Critical RCE Vulnerability in React Server Components Tracked Under CVE-2025-55182 Exposes Next.js Applications

A critical remote code execution vulnerability has been identified in React Server Components, with implications extending across major web development frameworks including Next.js. The flaw resides in insecure deserialization handling within the React Flight protocol, enabling unauthenticated attackers to execute arbitrary code on affected servers. The vulnerability, tracked under multiple identifiers including CVE-2025-55182 and CVE-2025-66478, was discovered in a production project hosted on Vercel's platform before receiving coordinated disclosure through official security channels.

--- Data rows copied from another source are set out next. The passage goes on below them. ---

PR #1933, opened 2019-10-09
2.6.2 release candidate

bmeike:
Add test for empty dict
Fix test for LiveQuery delay

Change-Id: If308ff977e387dd475af0130249c546178133e70

### DIFF
--- a/lib/src/androidTest/java/com/couchbase/lite/LiveQueryTest.java
+++ b/lib/src/androidTest/java/com/couchbase/lite/LiveQueryTest.java
@@ -84,17 +84,22 @@ public class LiveQueryTest extends BaseTest {
             .where(Expression.property("number1").greaterThanOrEqualTo(Expression.intValue(0)))
             .orderBy(Ordering.property("number1").ascending());
 
-        value = new AtomicInteger(0);
-        query.addChangeListener(executor, change -> value.incrementAndGet());
+        // There should be two callbacks:
+        //  - immediately on registration
+        //  - after LIVE_QUERY_UPDATE_INTERVAL_MS when the change gets noticed.
+        latch1 = new CountDownLatch(2);
+        ListenerToken token = query.addChangeListener(executor, change -> {
+            latch1.countDown();
+        });
 
         createDocNumbered(12);
         createDocNumbered(13);
         createDocNumbered(14);
+        createDocNumbered(15);
+        createDocNumbered(16);
 
-        // Ya, I know...
-        Thread.sleep(1000);
-
-        assertEquals(1, value.get());
+        latch1.await(5, TimeUnit.SECONDS);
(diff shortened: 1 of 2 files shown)


lib/src/androidTest/java/com/couchbase/lite/ResultTest.java
```diff
@@ -1082,4 +1082,23 @@ public void check(int n, Result r) throws Exception {
...
+        MutableDocument mDoc = new MutableDocument(doc1);
+        mDoc.setDictionary(key1, new MutableDictionary());
+        save(mDoc);
+
+        final Query query = QueryBuilder.select(SelectResult.property(key1))
+            .from(DataSource.database(db))
+            .where(Meta.id.equalTo(Expression.string(doc1)));
+
+        ResultSet results = query.execute();
+        for (Result result : results.allResults()) { result.toMap(); }
```
pasin: Should be assert if result.toMap() is empty?

bmeike: Wooo... good idea.  It is the `allResults()` that used to fail.  Still, that's a good test.  Will add.

lib/src/androidTest/java/com/couchbase/lite/ResultTest.java
```diff
@@ -1082,4 +1082,29 @@ public void check(int n, Result r) throws Exception {
...
+        mDoc.setDictionary(key1, new MutableDictionary());
+        save(mDoc);
+
+        final Query query = QueryBuilder.select(SelectResult.property(key1))
+            .from(DataSource.database(db))
+            .where(Meta.id.equalTo(Expression.string(doc1)));
+
+        ResultSet results = query.execute();
+        for (Result result : results.allResults()) {
+            assertNotNull(results);
```
pasin: I think this one should be outside for-loop.

bmeike: duh.  Of course.  ... and the check for `result` inside.
Thanks.

lib/src/androidTest/java/com/couchbase/lite/LiveQueryTest.java
```diff
@@ -84,17 +84,22 @@ public void testLiveQueryDelay() throws CouchbaseLiteException, InterruptedExcep
...
         createDocNumbered(13);
         createDocNumbered(14);
+        createDocNumbered(15);
+        createDocNumbered(16);
 
-        // Ya, I know...
-        Thread.sleep(1000);
-
-        assertEquals(1, value.get());
+        latch1.await(5, TimeUnit.SECONDS);
```
Sandychuang8: Do we need to assertTrue here?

The issue was detected in the project ac-detailing, operated by developer ac-achen2020-webs-projects. Vercel's security systems generated an automatic pull request to assist with patching efforts, though the company cautioned that automated fixes may not comprehensively address all vulnerable code paths and urged manual review of the proposed changes. The underlying GitHub Security Advisory, designated GHSA-9qr9-h5gf-34mp, confirms that the vulnerability allows server-side code execution without requiring any authentication credentials.

React Server Components represent a significant architectural shift in modern web development, allowing components to execute on the server while maintaining client-side interactivity. The insecure deserialization flaw in the Flight protocol—used to stream component data between server and client—creates a direct attack vector. Developers using Next.js or comparable frameworks built on React's server architecture should prioritize applying official patches immediately. The automated nature of the detection suggests Vercel maintains active scanning for known vulnerability patterns, though the project's exposure before discovery raises questions about deployment-time security validation practices in cloud hosting environments.